Praktisi Pendidikan Itje Chodidjah mengatakan, tak ada korelasi langsung antara menggunakan rektor asing dan peningkatan kualitas universitas.
Sebaik apa pun rektor dari luar negeri, kata dia, jika tak diperbaiki akar masalahnya, maka akan sama saja.
"Mau rektor terbaik di dunia ini ditaruh di kampus itu, tidak akan menaikkan ranking apabila anak-anaknya memang tidak memenuhi persyaratan penilaian," ujar Itje kepada Kompas.com, Rabu (31/7/2019).
Baca juga: Soal Wacana Rektor Asing, Fahri Hamzah: Jangan Bikin Bangsa Indonesia Kecil Hati
Beda ladang, beda belalang. Kalau pun merekrut rektor dari luar negeri, kata Itje, belum tentu bisa menerapkan kisah sukses yang sama di Indonesia.
Secara kualitas maupun sistem belajar, tentu ada perbedaan antara mahasiswa di Indonesia dan luar negeri.
Itje mengibaratkan seorang petani yang sukses menggarap sawah di lahan subur.
Kemudian, petani tersebut disuruh menggarap lahan di daerah lain yang tandus dan kekurangan air. Cara mengelola lahan tersebut pasti berbeda.
"Saya melihatnya mungkin dia berpikir bahwa kalau rektornya dari negara maju akan bisa mengelola seperti yang dia kelola di negaranya. Ya, beda," kata Itje.

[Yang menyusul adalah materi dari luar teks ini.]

PR #8263, opened 2023-02-08
prime cli fake input generation

### LINKED ISSUE #7897: prime cli fake test file generation is broke.
Using csv-otc-covid-19.schema, The command Fake file generates wrong values for Patient_state and Patient_county.  It also adds extra columns patient_state to the file.

To duplicate the issue run the following command:
./prime data --input-fake 2 --input-schema csv-otc-covid-19 --output PATH/TO/pdi-covid-19-ri.csv --target-states RI

Generated Output file contains wrong Patient_state and Patient_county instead of RI.

adegolier:
This PR ...

Test Steps:
1. Run command `./prime data --input-fake 50 --input-schema csv-otc-covid-19 --output PATH/TO/pdi-covid-19-ri.csv --target-states RI`
2. Open the output file.
3. Verify that the the produced csv file contains only one patient_state column, that it is RHODE ISLAND.
4. Verify that the patient_county column is mostly actual counties with the occasional random string.

## Changes
- Changed CsvSerializer.kt to only include one (1) of each named csv field and to prefer non-TEXT types when available.
- Changed FakeReport.kt to properly choose target state from a valueset
### Testing
- [X] Tested locally?
- [ ] Added tests?

## Linked Issues
- Fixes #7897


prime-router/src/main/kotlin/FakeReport.kt
```diff
@@ -35,41 +35,6 @@ class FakeDataService : Logging {
         context: FakeReport.RowContext,
     ): String {
         val faker = context.faker
-        // creates fake text data
```
adegolier, line 38: Note: This wasn't actually deleted, I just moved it to the bottom so I could call other generation functions from within it

brick-green (commented):
checked the output file. These two fields (equipment_model_name, test_performed_code) should have values from the LIVD table.

Then I saw that processing_mode_code had values of "ACTIVE". That seems like it's using the display value from the altValueSet. Instead it should use the code.

adegolier:
Added special handling for equipment_model_name and test_performed_code when they are TEXT type fields, but leaving ACTIVE as is. Went over it with @GilmoreA6 and we came to the conclusion that ACTIVE is the right choice there because for fake data (i.e. the file we'd receiver from a sender) we'd see the "display", for the internal csv is when we'd be seeing the "code".

brick-green (approved):
Looks good!

PR #8272, opened 2023-02-09
Jessica/8094 add condition filtering setting

JessicaWNava:
This PR makes it so that an error is thrown if organizations.yml has a conditionFilter added to a receiver under a topic that is anything other than full-elr.

Test Steps:
1. Add the following to a full-elr receiver in organizations.yml. Run ./gradlew reloadSettings, it should succeed.
        conditionFilter:
                - "fail"
2. Do the same, but for a topic that is not full-elr. Run ./gradlew reloadSettings, it should fail.

## Changes
 -Added a condition filter and have it fail when it is added to a receiver with a topic other than full-elr

### Testing
- [x] Tested locally?
- [x] Added tests?

### Process

## Linked Issues
- Fixes #issue 8094

## To Be Done
- #issue

- Does this PR introduce new endpoints? No
    - new endpoint A
    - new endpoint B
- Does this PR include changes in authentication and/or authorization of existing endpoints? No
- Does this change introduce new dependencies that need vetting? no
- Does this change require changes to our infrastructure? no
- Does logging contain sensitive data? no
- Does this PR include or remove any sensitive information itself? no


prime-router/src/main/kotlin/Translator.kt
```diff
@@ -133,6 +133,17 @@ class Translator(private val metadata: Metadata, private val settings: SettingsP
...
+            organization,
+            ReportStreamFilterType.CONDITION_FILTER,
+            trackingElement,
+            doLogging = true
+        )
+        if (conditionFilteredReport.isEmpty()) return conditionFilteredReport
+
         // Do processingModeFiltering on the routingFilteredReport
         val processingModeFilteredReport = filterByOneFilterType(
             routingFilteredReport,
```
jimmyfagan, line 149: This may not matter since I _think_ the list should be empty at this point either way, but this should maybe now be
```suggestion
            conditionFilteredReport,
```
for consistency with each of the other calls.

prime-router/src/main/kotlin/Receiver.kt
```diff
@@ -24,6 +24,7 @@ import java.time.ZoneId
  * receiver does not want, based on who sent it.  However, it's available for any general purpose use.
  * @param processingModeFilter defines the filters that is normally set to remove test and debug data.
  * @param reverseTheQualityFilter If this is true, then do the NOT of 'qualityFilter'.  Like a 'grep -v'
+ * @param conditionFilter defines the filters that select the conditions that a STILT wants to receive
```
jimmyfagan, line 27:
```suggestion
 * @param conditionFilter defines the filters that select the conditions that a STLT wants to receive
```

prime-router/src/main/kotlin/Translator.kt
jimmyfagan: Re-read this, and no it's not empty at this point, so I think this is more of a required change.

prime-router/src/main/kotlin/Receiver.kt
```diff
@@ -247,6 +252,11 @@ open class Receiver(
                 }
             }
         }
+
+        if (topic != Topic.FULL_ELR && conditionFilter.isNotEmpty() && conditionFilter[0].isNotEmpty()) {
+            return "Invalid value for condition filter. " +
+                "Cannot have a condition filter in pipelines other than universal pipeline."
```
jimmyfagan, line 258: `Invalid value` seems to me to be a little bit misleading, the value isn't necessarily invalid, it's more that using the field at all is prohibited. I might prefer a message like `Condition filter only allowed for receivers with topic "full_elr", but one was found for receiver $fullName`. That's not great either, so consider this optional, what you have is probably fine.

prime-router/src/main/kotlin/Receiver.kt
```diff
@@ -247,6 +252,11 @@ open class Receiver(
                 }
             }
         }
+
+        if (topic != Topic.FULL_ELR && conditionFilter.isNotEmpty() && conditionFilter[0].isNotEmpty()) {
```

Apalagi, menurut Itje, akar masalah pendidikan di Indonesia yakni literasi anak-anak yang masih rendah dibandingkan di negara lain.
Dengan demikian, akan menjadi pekerjaan besar bagi rektor asing tersebut untuk mengubah "lahan tandus" itu menjadi "gembur".
Seolah memandang sebelah mata
Alih-alih mengambil rektor dari luar, kata Itje, sebaiknya Kementerian Riset, Teknologi, dan Pendidikan Tinggi (Menristekdikti) menjadikan akademisi unggulan di Indonesia memimpin perguruan tinggi.
Mendatangkan rektor asing, kata Itje, seolah memandang sebelah mata kualitas akademisi di Indonesia.
Padahal, masih banyak akademisi yang berwawasan luas dan keilmuan tinggi yang kualitasnya bisa bersaing dengan orang asing.